The question of the extent to which it is worthwhile to screen for CADASIL is a controversial issue. The study of Dong et al in the accompanying article begins to explore this point. They evaluated the yield of systematically screening for CADASIL mutations in a well-defined group of 218 patients with lacunar stroke consecutively examined in a stroke service. The screening was limited to 4 (exons 3, 4, 5, 6) of the 33 exons of the Notch3 gene, which, as mentioned by the authors, have been estimated to be the site of the mutation in 90% of CADASIL cases in a British population. Among the 218 patients, the authors were able to detect only 1 patient with a mutation in exon 4 of the Notch3 gene, accounting for 0.05% of the whole group. The positive case was a 38-year-old man of African ethnicity, presenting with dysarthria and hemiparesis. He was a smoker, had high cholesterol levels, and showed multiple lacunar infarcts and white matter changes on brain MRI. When the analysis was restricted to those with disease onset at ≤50 years, the frequency of CADASIL-positive cases rose to 11%. We agree with the authors’ conclusion that for now, on a population level, screening may be worthwhile in younger patients with lacunar stroke who also have white matter changes, but in older patients or in those without these changes it is not cost-effective. The proportion of genetically defined cases could rise, extending the analysis to the whole gene. However, unless descriptions of new mutations increase to a great extent, complete analysis is not recommended when the expense and time-consuming nature of the procedure are considered.

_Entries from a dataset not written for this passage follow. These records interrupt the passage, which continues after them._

PR #151, opened 2023-01-27
Add support for decimal logical type

opti:
It adds support for the decimal logical type, so the following Avro schema can be processed correctly:
```json
{
  "type": "bytes",
  "logicalType": "decimal",
  "precision": 4,
  "scale": 2
}
```
However, It's only supported by the Avro v1.11.x. If that's ok, I'm open for suggestions how to better restrict that feature to supported avro version.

The availability of predictive clinical and laboratory tests, including, for instance, selective MRI studies8 or skin biopsy with histopathology studies of skin small-vessel wall, possibly corroborated by immunostaining with antibodies specific for Notch3,9 could be easily and widely applied before the genetic determination. This might improve the yield of genetic analyses, enlarging the indications for screening. However, before they are used systematically, both positive and negative predictive values of pregenetics tests should be reliably estimated. To achieve this goal, with the degree of the phenotypic variance taken into account, large samples of genetically determined cases to be used as the gold standard would be needed. The availability of a number of validated first-level clinical and laboratory markers could lead to the design, with the use of a probability statistical model, of an algorithm that may help in the decision of whether genetic analyses should be performed. Wide collaborations are mandatory for these tasks to be successfully accomplished.
The views expressed in this article are those of the authors and not necessarily those of the National Health Service Executive Program or the Department of Health.